**Work request**
Could you extract every entry below and reproduce it exactly?

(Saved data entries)
--------------------------------------------------
PR #5078, opened 2023-10-20
[SS] Try to be more clever about not trying to cache chunks that should already be cached

maggie-lou:
**Related issues**: N/A

### DIFF
--- a/enterprise/server/remote_execution/snaploader/snaploader.go
+++ b/enterprise/server/remote_execution/snaploader/snaploader.go
@@ -568,7 +568,8 @@ func (l *FileCacheLoader) cacheCOW(ctx context.Context, name string, remoteInsta
 		tree.Root.Files = append(tree.Root.Files, fn)
 		eg.Go(func() error {
 			ctx := egCtx
-			if cow.Dirty(c.Offset) {
+			dirty := cow.Dirty(c.Offset)
+			if dirty {
 				chunkSize, err := c.SizeBytes()
 				if err != nil {
 					return status.WrapError(err, "dirty chunk size")
@@ -583,6 +584,13 @@ func (l *FileCacheLoader) cacheCOW(ctx context.Context, name string, remoteInsta
 				}
 			}
 
+			// If the chunk was mapped but the lazy digest is not set, it could not
+			// have been fetched remotely, because we use the lazy digest to do so.
+			// This means we must have generated the chunk from a local file
+			// Note: This has to be called before we call c.Digest(), which sets
+			// the lazy digest
+			chunkFetchedRemotely := c.Mapped() && c.LazyDigest() != nil
+
 			// Get or compute the digest.
 			d, err := c.Digest()
 			if err != nil {
@@ -590,7 +598,9 @@ func (l *FileCacheLoader) cacheCOW(ctx context.Context, name string, remoteInsta
 			}
 			fn.Digest = d
 
-			if c.Mapped() {
+			// Don't cache artifacts that should already be in the cache
+			shouldCache := !chunkFetchedRemotely || dirty
+			if shouldCache {
 				path := filepath.Join(cow.DataDir(), copy_on_write.ChunkName(c.Offset, cow.Dirty(c.Offset)))
 				if err := snaputil.Cache(ctx, l.env.GetFileCache(), l.env.GetByteStreamClient(), d, remoteInstanceName, path); err != nil {
 					return status.WrapError(err, "write chunk to cache")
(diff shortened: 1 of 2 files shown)


maggie-lou:
* master
  * **PR #5078** <a href="https://app.graphite.dev/github/pr/buildbuddy-io/buildbuddy/5078" target="_blank">Graphite</a>  👈

This comment was auto-generated by [Graphite](https://app.graphite.dev/github/pr/buildbuddy-io/buildbuddy/5078?utm_source=stack-comment).

enterprise/server/remote_execution/snaploader/snaploader.go
```diff
@@ -583,14 +584,23 @@ func (l *FileCacheLoader) cacheCOW(ctx context.Context, name string, remoteInsta
...
+
 			// Get or compute the digest.
 			d, err := c.Digest()
 			if err != nil {
 				return status.WrapError(err, "compute digest")
 			}
 			fn.Digest = d
 
-			if c.Mapped() {
+			// Don't cache artifacts that should already be in the cache
```
bduffany, line 601: I had started putting together a similar change earlier, but then remembered that we might want to cache the chunks just so that we can update the access time on the remote cache object.

Maybe there's some way we can explicitly update the access time if we think it should exist, and if it doesn't exist then fall back to re-uploading to remote cache?

bduffany: Oh... I guess this should be OK because when we fetch the remote snapshot tree, that updates the access time?

tylerwilliams:
Yup 👍🏼 On Oct 20, 2023, at 3:18 PM, Brandon Duffany ***@***.***> wrote:﻿
@bduffany commented on this pull request.



In enterprise/server/remote_execution/snaploader/snaploader.go:
>  			// Get or compute the digest.
 			d, err := c.Digest()
 			if err != nil {
 				return status.WrapError(err, "compute digest")
 			}
 			fn.Digest = d
 
-			if c.Mapped() {
+			// Don't cache artifacts that should already be in the cache

Oh... I guess this should be OK because when we fetch the remote snapshot tree, that updates the access time?

enterprise/server/remote_execution/snaploader/snaploader.go
```diff
@@ -583,14 +584,23 @@ func (l *FileCacheLoader) cacheCOW(ctx context.Context, name string, remoteInsta
 				}
 			}
 
+			// If the chunk was mapped but the lazy digest is not set, it could not
+			// have been fetched remotely, because we use the lazy digest to do so.
+			// This means we must have generated the chunk from a local file
+			// Note: This has to be called before we call c.Digest(), which sets
+			// the lazy digest
+			chunkFetchedRemotely := c.Mapped() && c.LazyDigest() != nil
```
bduffany, line 592: Shouldn't the lazyDigest be non-nil if we fetched the chunk from local filecache too?

also nit: maybe clearer/more explicit to add a function to the chunk like `WasFetchedRemotely()`

maggie-lou: Hmmm yeah. I guess we could hit a situation where the chunk is in the local cache but gets evicted remotely and we'd still want it to be uploaded the remote cache. 

I'll switch to your suggestion of marking where the chunk is from. We could use this data in a metric, to validate our hypothesis that most chunks should be cached locally

enterprise/server/remote_execution/snaploader/snaploader.go
maggie-lou: We might want to update the atime in the local cache. Though I don't know if this is worth the complexity, if we can always fall back to fetching from remote cache

enterprise/server/remote_execution/snaploader/snaploader.go
maggie-lou: If we fetched the chunk from local filecache, we still shouldn't need to re-cache it right? (The only thing we might want to do is update the atime)

Either way, I like your suggestion of explicitly marking where the chunk is from. We could use this data in a metric to validate our hypothesis that most chunks should be cached locally

bduffany: I was mostly confused by the `chunkFetchedRemotely` naming here, but yeah re-caching is also somewhat of a concern. I guess we don't really need to update the atime since GetTree should handle it, and we call that unconditionally?

maggie-lou: Actually I think we should be okay. If we read it from the local cache, that will update its atime. If we read it from the remote cache, we write it to the local cache

maggie-lou:
Replaced with #5134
--------------------------------------------------
**Solution**
PR #5078, opened 2023-10-20
[SS] Try to be more clever about not trying to cache chunks that should already be cached

maggie-lou:
**Related issues**: N/A

### DIFF
--- a/enterprise/server/remote_execution/snaploader/snaploader.go
+++ b/enterprise/server/remote_execution/snaploader/snaploader.go
@@ -568,7 +568,8 @@ func (l *FileCacheLoader) cacheCOW(ctx context.Context, name string, remoteInsta
 		tree.Root.Files = append(tree.Root.Files, fn)
 		eg.Go(func() error {
 			ctx := egCtx
-			if cow.Dirty(c.Offset) {
+			dirty := cow.Dirty(c.Offset)
+			if dirty {
 				chunkSize, err := c.SizeBytes()
 				if err != nil {
 					return status.WrapError(err, "dirty chunk size")
@@ -583,6 +584,13 @@ func (l *FileCacheLoader) cacheCOW(ctx context.Context, name string, remoteInsta
 				}
 			}
 
+			// If the chunk was mapped but the lazy digest is not set, it could not
+			// have been fetched remotely, because we use the lazy digest to do so.
+			// This means we must have generated the chunk from a local file
+			// Note: This has to be called before we call c.Digest(), which sets
+			// the lazy digest
+			chunkFetchedRemotely := c.Mapped() && c.LazyDigest() != nil
+
 			// Get or compute the digest.
 			d, err := c.Digest()
 			if err != nil {
@@ -590,7 +598,9 @@ func (l *FileCacheLoader) cacheCOW(ctx context.Context, name string, remoteInsta
 			}
 			fn.Digest = d
 
-			if c.Mapped() {
+			// Don't cache artifacts that should already be in the cache
+			shouldCache := !chunkFetchedRemotely || dirty
+			if shouldCache {
 				path := filepath.Join(cow.DataDir(), copy_on_write.ChunkName(c.Offset, cow.Dirty(c.Offset)))
 				if err := snaputil.Cache(ctx, l.env.GetFileCache(), l.env.GetByteStreamClient(), d, remoteInstanceName, path); err != nil {
 					return status.WrapError(err, "write chunk to cache")
(diff shortened: 1 of 2 files shown)


maggie-lou:
* master
  * **PR #5078** <a href="https://app.graphite.dev/github/pr/buildbuddy-io/buildbuddy/5078" target="_blank">Graphite</a>  👈

This comment was auto-generated by [Graphite](https://app.graphite.dev/github/pr/buildbuddy-io/buildbuddy/5078?utm_source=stack-comment).

enterprise/server/remote_execution/snaploader/snaploader.go
```diff
@@ -583,14 +584,23 @@ func (l *FileCacheLoader) cacheCOW(ctx context.Context, name string, remoteInsta
...
+
 			// Get or compute the digest.
 			d, err := c.Digest()
 			if err != nil {
 				return status.WrapError(err, "compute digest")
 			}
 			fn.Digest = d
 
-			if c.Mapped() {
+			// Don't cache artifacts that should already be in the cache
```
bduffany, line 601: I had started putting together a similar change earlier, but then remembered that we might want to cache the chunks just so that we can update the access time on the remote cache object.

Maybe there's some way we can explicitly update the access time if we think it should exist, and if it doesn't exist then fall back to re-uploading to remote cache?

bduffany: Oh... I guess this should be OK because when we fetch the remote snapshot tree, that updates the access time?

tylerwilliams:
Yup 👍🏼 On Oct 20, 2023, at 3:18 PM, Brandon Duffany ***@***.***> wrote:﻿
@bduffany commented on this pull request.



In enterprise/server/remote_execution/snaploader/snaploader.go:
>  			// Get or compute the digest.
 			d, err := c.Digest()
 			if err != nil {
 				return status.WrapError(err, "compute digest")
 			}
 			fn.Digest = d
 
-			if c.Mapped() {
+			// Don't cache artifacts that should already be in the cache

Oh... I guess this should be OK because when we fetch the remote snapshot tree, that updates the access time?

enterprise/server/remote_execution/snaploader/snaploader.go
```diff
@@ -583,14 +584,23 @@ func (l *FileCacheLoader) cacheCOW(ctx context.Context, name string, remoteInsta
 				}
 			}
 
+			// If the chunk was mapped but the lazy digest is not set, it could not
+			// have been fetched remotely, because we use the lazy digest to do so.
+			// This means we must have generated the chunk from a local file
+			// Note: This has to be called before we call c.Digest(), which sets
+			// the lazy digest
+			chunkFetchedRemotely := c.Mapped() && c.LazyDigest() != nil
```
bduffany, line 592: Shouldn't the lazyDigest be non-nil if we fetched the chunk from local filecache too?

also nit: maybe clearer/more explicit to add a function to the chunk like `WasFetchedRemotely()`

maggie-lou: Hmmm yeah. I guess we could hit a situation where the chunk is in the local cache but gets evicted remotely and we'd still want it to be uploaded the remote cache. 

I'll switch to your suggestion of marking where the chunk is from. We could use this data in a metric, to validate our hypothesis that most chunks should be cached locally

enterprise/server/remote_execution/snaploader/snaploader.go
maggie-lou: We might want to update the atime in the local cache. Though I don't know if this is worth the complexity, if we can always fall back to fetching from remote cache

enterprise/server/remote_execution/snaploader/snaploader.go
maggie-lou: If we fetched the chunk from local filecache, we still shouldn't need to re-cache it right? (The only thing we might want to do is update the atime)

Either way, I like your suggestion of explicitly marking where the chunk is from. We could use this data in a metric to validate our hypothesis that most chunks should be cached locally

bduffany: I was mostly confused by the `chunkFetchedRemotely` naming here, but yeah re-caching is also somewhat of a concern. I guess we don't really need to update the atime since GetTree should handle it, and we call that unconditionally?

maggie-lou: Actually I think we should be okay. If we read it from the local cache, that will update its atime. If we read it from the remote cache, we write it to the local cache

maggie-lou:
Replaced with #5134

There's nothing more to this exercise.